◆ EXERCISE INPUT ◆
PR #2140, opened 2026-07-05
fix(wasm): route clock reads through web-time so bashkit runs on wasm32-unknown-unknown

a0preetham:
## Problem

`std::time::{Instant, SystemTime}` panic at runtime on `wasm32-unknown-unknown` ("time not implemented on this platform"): the target has no OS clock, and std provides no extension point (`library/std/src/sys/time/unsupported.rs`). Any script touching time — `date`, `touch`, `ls -l`, `time`, exec duration tracking — aborts when bashkit is embedded in a browser via wasm-bindgen.

## Fix

All wall-clock reads in the `bashkit` crate now go through a new `crate::time_compat` module:

- on wasm32 it re-exports [`web-time`](https://crates.io/crates/web-time) (`Performance.now()`/`Date.now()` via web-sys)
- everywhere else it re-exports `std::time` — zero overhead, and the dependency is only pulled in for wasm32 targets
- two small bridge helpers cover chrono conversions (chrono implements `From<std::time::SystemTime>` but not web-time's)

Also gates `Interpreter::clear_cancelled_execution_state` to non-wasm: its only caller is the native-only tokio timeout recovery path, so it was a dead-code warning on wasm targets.

## Guards so this can't rot

- new CI job: `cargo check -p bashkit --target wasm32-unknown-unknown --features scripted_tool,jq` with `-D warnings` (python is excluded: monty → ahash → getrandom 0.3 lacks its `wasm_js` feature there — separable follow-up)
- new source-scan test (same pattern as `release_profile_tests.rs`) keeping `std::time` clock types out of `src/`, with a `// std-time-ok: <reason>` escape hatch

## Verification

- full `just check` equivalent passes (fmt, clippy `-D warnings`, workspace tests + doctests)
- `cargo check --target wasm32-unknown-unknown` passes warning-free
- verified end-to-end in a browser: a wasm-bindgen build of bashkit on this branch runs in headless Chromium with `date -u` returning the actual current time, and `touch`/`ls -la` showing correct timestamps

### DIFF
--- a/crates/bashkit/src/time_compat.rs
+++ b/crates/bashkit/src/time_compat.rs
@@ -1,0 +1,48 @@
+//! Cross-platform `Instant`/`SystemTime`.
+//!
+//! `std::time::Instant`/`SystemTime` panic unconditionally on
+//! wasm32-unknown-unknown ("time not implemented on this platform" — no OS
+//! clock, no extension point to satisfy; see
+//! `library/std/src/sys/time/unsupported.rs` in the Rust source). `web-time`
+//! is a drop-in replacement backed by `Performance.now()`/`Date.now()` via
+//! web-sys on that target, and a transparent re-export of `std::time`
+//! everywhere else (including wasm32-wasip1-threads, which has real WASI
+//! clocks). Use this module's `Instant`/`SystemTime`/`UNIX_EPOCH` instead of
+//! `std::time`'s directly anywhere wall-clock time is read.
+
+#[cfg(target_arch = "wasm32")]
+pub(crate) use web_time::{Instant, SystemTime, UNIX_EPOCH};
+
+#[cfg(not(target_arch = "wasm32"))]
+pub(crate) use std::time::{Instant, SystemTime, UNIX_EPOCH};
+
+/// Convert to a `chrono::DateTime<Utc>`.
+///
+/// `chrono` implements `From<std::time::SystemTime>` but not
+/// `From<web_time::SystemTime>` — same API shape, different type, so the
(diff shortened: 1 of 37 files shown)


crates/bashkit/src/time_compat.rs
```diff
@@ -0,0 +1,48 @@
...
+/// `chrono` implements `From<std::time::SystemTime>` but not
+/// `From<web_time::SystemTime>` — same API shape, different type, so the
+/// blanket impl doesn't apply on wasm32. Goes through `duration_since`
+/// instead, which both `SystemTime`s support identically.
+pub(crate) fn to_chrono_utc(t: SystemTime) -> chrono::DateTime<chrono::Utc> {
+    let epoch = || chrono::DateTime::from_timestamp(0, 0).expect("epoch is representable");
+    match t.duration_since(UNIX_EPOCH) {
+        Ok(dur) => chrono::DateTime::from_timestamp(dur.as_secs() as i64, dur.subsec_nanos())
+            .unwrap_or_else(epoch),
+        Err(e) => {
```
chaliy, line 30: This loses subsecond precision for timestamps before `UNIX_EPOCH`. For example, `1969-12-31T23:59:59.500Z` should round-trip as 500ms before epoch, but this path converts using whole negative seconds and zero nanos. Please add focused tests for pre-epoch subsecond values and decompose negative timestamps so nanos are preserved in both `to_chrono_utc` and `from_chrono`.

a0preetham: Thanks for quick review. Done!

◆ THE PROBLEM ◆
Within the material, how many lines hold the string "point"? Give the number by itself.

◆ RESULT FOR THIS TASK ◆
2